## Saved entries
___
PR #3210, opened 2019-08-13
SSOe prototype initial work

hinzed1127:
Feature branch combining 2 things:
- Exposing a new saml metadata endpoint via `v1/sessions/metadata`
- @bshyong 's work setting expanding `lib/saml` to consume an assertion from SSOe


app/controllers/v1/sessions_controller.rb
```diff
@@ -0,0 +1,192 @@
+# frozen_string_literal: true
```
annaswims: I'm not clear why this big copy-paste is happening.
___
## WORK ITEM
The answer must consist of each line in the entries above that includes "SSOe".

## EXERCISE ANSWER
SSOe prototype initial work
- @bshyong 's work setting expanding `lib/saml` to consume an assertion from SSOe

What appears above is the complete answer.